When Apple needed to save the Mac from Windows hegemony, they installed experts at the Genius bar and encouraged them to spend the time needed to humanize a traditionally inhuman interaction.
A b2b insurance agency spent two million dollars ripping out voicemail from their agency. Every call gets answered by a human every time. It paid for itself in four months. That’s a strategic investment, not a cost-cutting shortcut.”
In a recent Harvard Business Review article, Reinventing Customer Service, Matthew Dixon looks at how mobile phone company T-Mobile have completely reimagined their customer service proposition.
In the traditional customer service centre:
“Turnover rates for customer service workers are among the highest in the business world, 27% annually on average, according to Mercer. For customers, the experience is hardly better. They are forced to navigate computerized call trees and, should they get a live person, they’re often treated robotically and handed from one agent or department to another if their issue is outside a rep’s narrow repertoire.”
Now, in T-Mobile’s new call centres:
“Reps sit together in shared spaces called pods, collaborate openly, and are trained and encouraged to solve customer issues as they see fit. Most remarkably, these teams manage a specific pool of customer accounts, just as a small business would. Unshackled from legacy metrics like handle time, they instead think about the best way to solve each caller’s problem and, ultimately, how best to improve customer retention, share of wallet, and loyalty.”
Does it work?
“In the three years since launch, T-Mobile’s overall cost to serve is down 13%, its Net Promoter Score (a measure of customer loyalty) is up by more than half, and its customer churn rate has dipped to an all-time low. Employees are happier too; attrition and absenteeism have plummeted.”

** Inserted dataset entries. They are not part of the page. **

PR #485, opened 2019-05-10
[FEATURE][ML] Boosted tree improvements plus more unit testing

tveasey:
This improves various parameter initialisations. It also improves weight shrinkage. Finally, it switches to consider both the mean loss and its variation across the folds when choosing the best hyperparameter values. I've also done a lot more work on unit testing. Although there is still some more to do I think this represents a reasonable point to review.

### DIFF
--- a/lib/maths/CBoostedTree.cc
+++ b/lib/maths/CBoostedTree.cc
@@ -82,7 +82,9 @@ public:
         if (this->isLeaf()) {
             return index;
         }
-        return row[m_SplitFeature] < m_SplitValue
+        double value{row[m_SplitFeature]};
+        bool missing{CDataFrameUtils::isMissing(value)};
+        return (missing && m_AssignMissingToLeft) || (missing == false && value < m_SplitValue)
                    ? tree[m_LeftChild].leafIndex(row, tree, m_LeftChild)
                    : tree[m_RightChild].leafIndex(row, tree, m_RightChild);
     }
@@ -100,9 +102,10 @@ public:
 
     //! Split this node and add its child nodes to \p tree.
     std::pair<std::size_t, std::size_t>
-    split(std::size_t splitFeature, double splitValue, TNodeVec& tree) {
+    split(std::size_t splitFeature, double splitValue, bool assignMissingToLeft, TNodeVec& tree) {
         m_SplitFeature = splitFeature;
         m_SplitValue = splitValue;
+        m_AssignMissingToLeft = assignMissingToLeft;
         m_LeftChild = static_cast<std::int32_t>(tree.size());
         m_RightChild = static_cast<std::int32_t>(tree.size() + 1);
         tree.resize(tree.size() + 2);
@@ -112,8 +115,7 @@ public:
     //! Get the row masks of the left and right children of this node.
     auto rowMasks(std::size_t numberThreads,
                   const core::CDataFrame& frame,
-                  core::CPackedBitVector rowMask,
-                  bool assignMissingToLeft) const {
+                  core::CPackedBitVector rowMask) const {
 
         LOG_TRACE(<< "Splitting feature '" << m_SplitFeature << "' @ " << m_SplitValue);
         LOG_TRACE(<< "# rows in node = " << rowMask.manhattan());
@@ -127,7 +129,7 @@ public:
                         std::size_t index{row->index()};
                         double value{(*row)[m_SplitFeature]};
                         bool missing{CDataFrameUtils::isMissing(value)};
-                        if ((missing && assignMissingToLeft) ||
+                        if ((missing && m_AssignMissingToLeft) ||
                             (missing == false && value < m_SplitValue)) {
                             leftRowMask.extend(false, index - leftRowMask.size());
                             leftRowMask.extend(true);
@@ -180,6 +182,7 @@ private:
 private:
     std::size_t m_SplitFeature = 0;
     double m_SplitValue = 0.0;
+    bool m_AssignMissingToLeft = true;
     std::int32_t m_LeftChild = -1;
     std::int32_t m_RightChild = -1;
     double m_NodeValue = 0.0;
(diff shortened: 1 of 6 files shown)


lib/maths/CBoostedTree.cc
```diff
@@ -498,7 +501,7 @@ class CBoostedTree::CImpl final {
     }
 
     void maximumHyperparameterOptimisationRounds(std::size_t rounds) {
-        m_MaximumHyperparameterOptimisationRounds = rounds;
+        m_MaximumOptimisationRoundsPerHyperparameter = rounds;
```
dimitris-athanasiou: Should we also rename the function?

lib/maths/CBoostedTree.cc
```diff
@@ -531,15 +534,19 @@ class CBoostedTree::CImpl final {
...
+        for (std::size_t round = 0; round < numberRounds; ++round) {
             LOG_TRACE(<< "Optimisation round = " << round + 1);
 
             TMeanVarAccumulator lossMoments{this->crossValidateForest(
                 frame, trainingRowMasks, testingRowMasks, recordProgress)};
 
-            this->captureBestHyperparameters(CBasicStatistics::mean(lossMoments));
+            this->captureBestHyperparameters(lossMoments);
 
+            if (std::sqrt(CBasicStatistics::variance(lossMoments)) <
```
dimitris-athanasiou: Could you add a comment why we break here?

lib/maths/CBoostedTree.cc
```diff
@@ -708,9 +719,15 @@ class CBoostedTree::CImpl final {
         m_Gamma = m_GammaOverride.value_or(0.0);
         if (m_EtaOverride) {
             m_Eta = *m_EtaOverride;
+        } else {
+            m_Eta = 1.0 / std::max(10.0, std::sqrt(static_cast<double>(
```
dimitris-athanasiou: A comment that explains why we init those the way we do would be great

lib/maths/CBoostedTree.cc
```diff
@@ -708,9 +719,15 @@ class CBoostedTree::CImpl final {
...
+                                             frame.numberColumns() - 4)));
+            m_EtaGrowthRatePerTree = 1.0 + m_Eta / 2.0;
         }
         if (m_MaximumNumberTreesOverride) {
             m_MaximumNumberTrees = *m_MaximumNumberTreesOverride;
+        } else {
+            m_MaximumNumberTrees = static_cast<std::size_t>(2.0 / m_Eta + 0.5);
```
dimitris-athanasiou: ditto

dimitris-athanasiou: Also, this seems like it could be zero. Would that be fine?

lib/maths/CBoostedTree.cc
```diff
@@ -757,7 +774,7 @@ class CBoostedTree::CImpl final {
         // We allow a large number of trees by default in the main parameter
         // optimisation loop. In practice, we should use many fewer if they
         // don't significantly improve test error.
-        m_MaximumNumberTrees = 500;
+        m_MaximumNumberTrees *= 10;
```
dimitris-athanasiou: would it make sense to bound this to avoid very large numbers?

lib/maths/CBoostedTree.cc
```diff
@@ -1154,14 +1177,23 @@ class CBoostedTree::CImpl final {
             result.emplace_back(std::log(m_Gamma / 10.0), std::log(10.0 * m_Gamma));
         }
         if (m_EtaOverride == boost::none) {
-            result.emplace_back(0.8, 1.0);
+            double rate{m_EtaGrowthRatePerTree - 1.0};
```
dimitris-athanasiou: Could you add a comment to explain what happens here (and all the magic numbers)?

lib/maths/CBoostedTree.cc
```diff
@@ -1226,14 +1263,18 @@ class CBoostedTree::CImpl final {
...
+        LOG_TRACE(<< "lambda* = " << m_Lambda << ", gamma* = " << m_Gamma
+                  << ", eta* = " << m_Eta << ", eta growth rate per tree* = " << m_EtaGrowthRatePerTree
+                  << ", feature bag fraction* = " << m_FeatureBagFraction);
     }
 
     //! Get the number of hyperparameters to tune.
     std::size_t numberHyperparametersToTune() const {
         return (m_LambdaOverride ? 0 : 1) + (m_GammaOverride ? 0 : 1) +
-               (m_EtaOverride ? 0 : 1) + (m_FeatureBagFractionOverride ? 0 : 1);
+               (m_EtaOverride ? 0 : 2) + (m_FeatureBagFractionOverride ? 0 : 1);
```
dimitris-athanasiou: For eta, is the second hyperparam  its growth rate?

lib/maths/unittest/CBoostedTreeTest.cc
```diff
@@ -114,33 +101,385 @@ void CBoostedTreeTest::testPiecewiseConstant() {
             LOG_DEBUG(<< "function moments = " << functionMoments);
             LOG_DEBUG(<< "model prediction error moments = " << modelPredictionErrorMoments);
 
-            // Unbiased...
-            CPPUNIT_ASSERT(maths::CBasicStatistics::mean(modelPredictionErrorMoments) < 0.01);
```
dimitris-athanasiou: Are we now asserting something here?

lib/maths/CBoostedTree.cc
tveasey: It is implicitly bounded by the value of the learn rate. But I think the observation does then apply to the learn rate override, i.e. we should clearly trap that this is greater than zero. I'll apply some sanity checks on the overrides.

lib/maths/CBoostedTree.cc
tveasey: Yes

lib/maths/unittest/CBoostedTreeTest.cc
tveasey: This is an artefact of reworking the tests, i.e. this `CPPUNIT_ASSERT` is compared against a helper function which extracts the statistics the tests assert on.

tveasey:
Thanks for the review @dimitris-athanasiou. Regarding bounding the number of trees I wasn't totally sure whether to impose any sanity checking on the parameter overrides at this level, but in the end I decided it is  probably worth it. This addresses, indirectly, all routes by which this could become v.large. I also added comments where you requested I think. Can you take another look?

I see the best Financial Planning firms operating a similar model.
How the best FP firms do admin
At successful FP firms administration roles are split into two different kinds:
- The Technical Administrator – handles what we might consider typical admin work: lodging applications (hard copy or online as required), dealing with providers, entering data, and completing trades or purchases.
- The Client Relationship Manager – the first point of telephone and email contact with clients. These team members are the front line of customer service, with great people skills and a happy customer service style. Clients speak to them first, and they make sure stuff happens and gets followed through.
By splitting the administration roles, the right people can be recruited for the right role.
Team structure is key
The two administration roles liaise with the paraplanner, who is high-end technical and can assist in anything that is not answerable by the administrators.
A team structured like this leverages the time of advisers, by keeping them out of most customer service work. Advisers are free to focus on what they do best; seeing clients face to face across the table, and prospecting for more new on-target clients to see.
The adviser will only need to get involved in the most delicate or technical of situations for the client.
I can hear some people already becoming indignant here: “In our firm the advisers speak to clients, and we’re proud of it.” I get it. When you’re small, you can do that. But as you grow you need a scalable strategy, and advisers taking all of the calls from clients is not it.
It’s your choice
If you take Seth’s view, seeing customer service as a positive strategic choice, then you might have some difficult decisions to make.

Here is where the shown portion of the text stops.